* **WHAT THE EXERCISE ASKS**
In the records that follow, locate every line with "LINKED" and extract it.

[Source records]
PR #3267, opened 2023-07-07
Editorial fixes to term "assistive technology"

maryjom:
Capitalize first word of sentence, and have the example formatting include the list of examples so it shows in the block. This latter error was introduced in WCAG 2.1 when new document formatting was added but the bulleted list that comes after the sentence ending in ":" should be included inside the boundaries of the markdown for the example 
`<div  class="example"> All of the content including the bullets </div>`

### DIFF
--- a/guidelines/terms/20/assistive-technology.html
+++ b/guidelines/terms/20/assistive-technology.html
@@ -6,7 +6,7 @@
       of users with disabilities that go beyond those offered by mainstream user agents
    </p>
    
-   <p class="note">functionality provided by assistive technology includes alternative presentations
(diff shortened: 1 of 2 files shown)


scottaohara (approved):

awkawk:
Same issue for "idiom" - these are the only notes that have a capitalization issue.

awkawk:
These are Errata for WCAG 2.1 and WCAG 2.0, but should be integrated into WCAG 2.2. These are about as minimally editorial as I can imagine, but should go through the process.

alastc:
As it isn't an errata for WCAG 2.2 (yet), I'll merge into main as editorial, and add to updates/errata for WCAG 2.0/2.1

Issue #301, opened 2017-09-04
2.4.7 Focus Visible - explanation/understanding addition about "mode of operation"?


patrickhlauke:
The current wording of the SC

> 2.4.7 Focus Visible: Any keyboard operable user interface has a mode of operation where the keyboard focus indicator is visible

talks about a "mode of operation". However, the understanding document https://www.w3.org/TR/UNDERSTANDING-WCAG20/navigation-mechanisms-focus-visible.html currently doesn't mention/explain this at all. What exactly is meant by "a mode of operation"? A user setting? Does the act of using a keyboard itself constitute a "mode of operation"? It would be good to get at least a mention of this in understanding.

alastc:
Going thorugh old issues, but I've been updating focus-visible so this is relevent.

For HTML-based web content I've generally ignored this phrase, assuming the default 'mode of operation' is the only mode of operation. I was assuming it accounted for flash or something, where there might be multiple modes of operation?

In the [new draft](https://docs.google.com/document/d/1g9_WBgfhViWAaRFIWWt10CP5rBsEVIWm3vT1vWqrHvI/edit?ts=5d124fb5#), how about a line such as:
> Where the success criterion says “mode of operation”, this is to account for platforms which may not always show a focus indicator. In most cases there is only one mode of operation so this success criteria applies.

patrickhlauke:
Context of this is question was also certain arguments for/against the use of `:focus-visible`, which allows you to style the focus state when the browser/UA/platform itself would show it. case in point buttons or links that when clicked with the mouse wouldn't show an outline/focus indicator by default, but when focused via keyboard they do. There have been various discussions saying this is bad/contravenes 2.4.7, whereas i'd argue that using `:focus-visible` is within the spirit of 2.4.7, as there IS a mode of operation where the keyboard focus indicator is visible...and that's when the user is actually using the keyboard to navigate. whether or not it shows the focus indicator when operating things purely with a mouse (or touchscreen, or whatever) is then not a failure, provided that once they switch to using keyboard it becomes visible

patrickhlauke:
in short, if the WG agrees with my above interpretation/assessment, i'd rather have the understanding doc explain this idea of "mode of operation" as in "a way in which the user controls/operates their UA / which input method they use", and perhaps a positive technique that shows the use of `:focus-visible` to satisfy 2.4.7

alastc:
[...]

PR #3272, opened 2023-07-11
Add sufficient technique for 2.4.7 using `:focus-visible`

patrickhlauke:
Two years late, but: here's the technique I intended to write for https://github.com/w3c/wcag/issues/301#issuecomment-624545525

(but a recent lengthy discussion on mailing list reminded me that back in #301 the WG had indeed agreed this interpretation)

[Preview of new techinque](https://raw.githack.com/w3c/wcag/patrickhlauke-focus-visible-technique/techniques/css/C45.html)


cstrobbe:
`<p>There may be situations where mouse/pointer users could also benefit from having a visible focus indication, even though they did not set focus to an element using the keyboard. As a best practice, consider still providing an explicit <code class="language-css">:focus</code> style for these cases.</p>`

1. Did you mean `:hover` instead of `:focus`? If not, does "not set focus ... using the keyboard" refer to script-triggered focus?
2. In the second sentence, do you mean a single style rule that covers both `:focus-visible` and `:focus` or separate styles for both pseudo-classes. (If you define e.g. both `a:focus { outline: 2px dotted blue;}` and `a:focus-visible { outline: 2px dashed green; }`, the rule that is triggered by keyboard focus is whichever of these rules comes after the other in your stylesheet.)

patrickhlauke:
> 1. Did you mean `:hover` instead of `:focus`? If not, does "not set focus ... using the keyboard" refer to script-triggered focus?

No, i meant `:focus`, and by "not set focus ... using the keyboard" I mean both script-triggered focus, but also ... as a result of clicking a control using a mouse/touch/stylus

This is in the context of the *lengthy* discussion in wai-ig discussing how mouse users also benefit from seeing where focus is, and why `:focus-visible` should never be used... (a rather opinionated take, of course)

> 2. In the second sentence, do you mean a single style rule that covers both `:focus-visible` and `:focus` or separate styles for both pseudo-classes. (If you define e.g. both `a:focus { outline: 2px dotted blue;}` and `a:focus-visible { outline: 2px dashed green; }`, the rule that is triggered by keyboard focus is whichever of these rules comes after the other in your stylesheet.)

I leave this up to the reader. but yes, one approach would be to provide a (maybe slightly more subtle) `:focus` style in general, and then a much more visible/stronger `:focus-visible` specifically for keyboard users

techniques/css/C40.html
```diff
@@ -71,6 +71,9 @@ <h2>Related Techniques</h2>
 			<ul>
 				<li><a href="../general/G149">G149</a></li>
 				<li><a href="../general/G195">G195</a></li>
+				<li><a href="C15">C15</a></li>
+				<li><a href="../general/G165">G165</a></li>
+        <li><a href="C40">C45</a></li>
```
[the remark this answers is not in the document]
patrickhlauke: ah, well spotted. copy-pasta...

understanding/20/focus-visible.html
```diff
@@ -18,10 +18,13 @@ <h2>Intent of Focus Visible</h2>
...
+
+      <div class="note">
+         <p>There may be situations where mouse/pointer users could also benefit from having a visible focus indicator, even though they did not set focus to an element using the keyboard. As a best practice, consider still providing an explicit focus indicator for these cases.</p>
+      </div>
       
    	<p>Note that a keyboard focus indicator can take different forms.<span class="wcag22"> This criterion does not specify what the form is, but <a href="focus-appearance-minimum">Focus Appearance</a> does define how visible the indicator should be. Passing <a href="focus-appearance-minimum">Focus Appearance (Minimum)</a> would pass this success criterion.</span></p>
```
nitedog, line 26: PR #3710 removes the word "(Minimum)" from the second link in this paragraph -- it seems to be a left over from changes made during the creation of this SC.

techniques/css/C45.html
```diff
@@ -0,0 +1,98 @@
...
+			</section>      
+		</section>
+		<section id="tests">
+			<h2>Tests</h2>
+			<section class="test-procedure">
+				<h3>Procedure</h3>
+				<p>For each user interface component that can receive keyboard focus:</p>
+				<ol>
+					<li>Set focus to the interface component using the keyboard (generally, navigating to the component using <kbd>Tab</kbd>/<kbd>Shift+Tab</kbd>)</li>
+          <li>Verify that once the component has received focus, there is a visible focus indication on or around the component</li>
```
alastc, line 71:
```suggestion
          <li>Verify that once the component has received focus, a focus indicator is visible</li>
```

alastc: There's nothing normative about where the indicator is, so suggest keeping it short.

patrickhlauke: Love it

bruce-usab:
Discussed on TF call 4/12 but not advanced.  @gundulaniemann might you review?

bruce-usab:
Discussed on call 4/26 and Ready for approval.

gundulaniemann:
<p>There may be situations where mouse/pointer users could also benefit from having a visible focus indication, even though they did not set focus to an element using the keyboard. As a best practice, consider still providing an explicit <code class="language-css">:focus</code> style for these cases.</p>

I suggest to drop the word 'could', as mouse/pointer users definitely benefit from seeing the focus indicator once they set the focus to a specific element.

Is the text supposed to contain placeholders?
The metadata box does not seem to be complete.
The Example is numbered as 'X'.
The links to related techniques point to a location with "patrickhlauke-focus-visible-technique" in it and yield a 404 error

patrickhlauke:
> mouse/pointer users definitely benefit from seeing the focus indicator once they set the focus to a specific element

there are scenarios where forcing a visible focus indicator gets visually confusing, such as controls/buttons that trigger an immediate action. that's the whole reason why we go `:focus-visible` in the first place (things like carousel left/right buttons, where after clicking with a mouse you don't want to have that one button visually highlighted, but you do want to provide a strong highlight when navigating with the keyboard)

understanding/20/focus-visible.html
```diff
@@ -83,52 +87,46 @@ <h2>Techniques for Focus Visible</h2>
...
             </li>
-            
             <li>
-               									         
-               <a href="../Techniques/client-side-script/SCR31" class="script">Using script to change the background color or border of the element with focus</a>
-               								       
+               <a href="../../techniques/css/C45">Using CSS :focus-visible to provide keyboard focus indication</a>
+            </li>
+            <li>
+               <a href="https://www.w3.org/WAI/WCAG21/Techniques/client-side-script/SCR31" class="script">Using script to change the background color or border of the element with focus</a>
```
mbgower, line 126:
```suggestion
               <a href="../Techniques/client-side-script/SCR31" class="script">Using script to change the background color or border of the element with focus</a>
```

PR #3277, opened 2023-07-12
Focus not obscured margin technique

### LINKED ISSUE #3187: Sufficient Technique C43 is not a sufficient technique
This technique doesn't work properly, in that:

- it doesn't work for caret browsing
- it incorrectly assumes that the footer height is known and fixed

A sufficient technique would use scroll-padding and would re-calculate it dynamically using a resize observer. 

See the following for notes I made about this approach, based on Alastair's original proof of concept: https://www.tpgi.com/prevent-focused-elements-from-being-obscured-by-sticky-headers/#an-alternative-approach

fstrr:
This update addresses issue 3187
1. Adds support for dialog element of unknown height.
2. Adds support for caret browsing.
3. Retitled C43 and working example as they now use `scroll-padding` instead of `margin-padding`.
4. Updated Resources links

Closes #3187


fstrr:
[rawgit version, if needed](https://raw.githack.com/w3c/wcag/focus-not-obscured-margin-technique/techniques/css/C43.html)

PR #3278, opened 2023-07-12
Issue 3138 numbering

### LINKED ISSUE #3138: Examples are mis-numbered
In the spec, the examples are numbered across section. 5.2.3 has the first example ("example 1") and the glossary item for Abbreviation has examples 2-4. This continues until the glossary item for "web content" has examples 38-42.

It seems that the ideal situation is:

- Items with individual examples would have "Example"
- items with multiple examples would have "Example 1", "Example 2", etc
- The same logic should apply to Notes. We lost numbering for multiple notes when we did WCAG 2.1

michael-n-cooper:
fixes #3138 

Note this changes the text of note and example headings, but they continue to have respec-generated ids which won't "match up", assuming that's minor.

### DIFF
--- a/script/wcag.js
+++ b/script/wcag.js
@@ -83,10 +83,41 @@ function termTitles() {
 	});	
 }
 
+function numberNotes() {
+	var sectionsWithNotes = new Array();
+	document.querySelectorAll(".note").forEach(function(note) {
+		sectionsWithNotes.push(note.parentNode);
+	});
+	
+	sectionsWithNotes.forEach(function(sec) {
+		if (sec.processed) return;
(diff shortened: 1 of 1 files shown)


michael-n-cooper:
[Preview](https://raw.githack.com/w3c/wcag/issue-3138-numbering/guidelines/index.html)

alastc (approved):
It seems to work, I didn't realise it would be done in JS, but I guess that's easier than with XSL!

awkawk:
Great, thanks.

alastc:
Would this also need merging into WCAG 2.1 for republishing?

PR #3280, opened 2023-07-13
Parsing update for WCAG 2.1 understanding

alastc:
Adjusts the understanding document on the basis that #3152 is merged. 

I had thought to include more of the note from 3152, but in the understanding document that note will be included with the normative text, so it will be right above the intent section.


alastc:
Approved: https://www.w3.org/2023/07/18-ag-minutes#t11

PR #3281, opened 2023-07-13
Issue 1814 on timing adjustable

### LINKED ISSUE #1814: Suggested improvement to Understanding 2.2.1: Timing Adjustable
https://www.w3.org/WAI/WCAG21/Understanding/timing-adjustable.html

* **FINISHED EXERCISE**
### LINKED ISSUE #3187: Sufficient Technique C43 is not a sufficient technique
### LINKED ISSUE #3138: Examples are mis-numbered
### LINKED ISSUE #1814: Suggested improvement to Understanding 2.2.1: Timing Adjustable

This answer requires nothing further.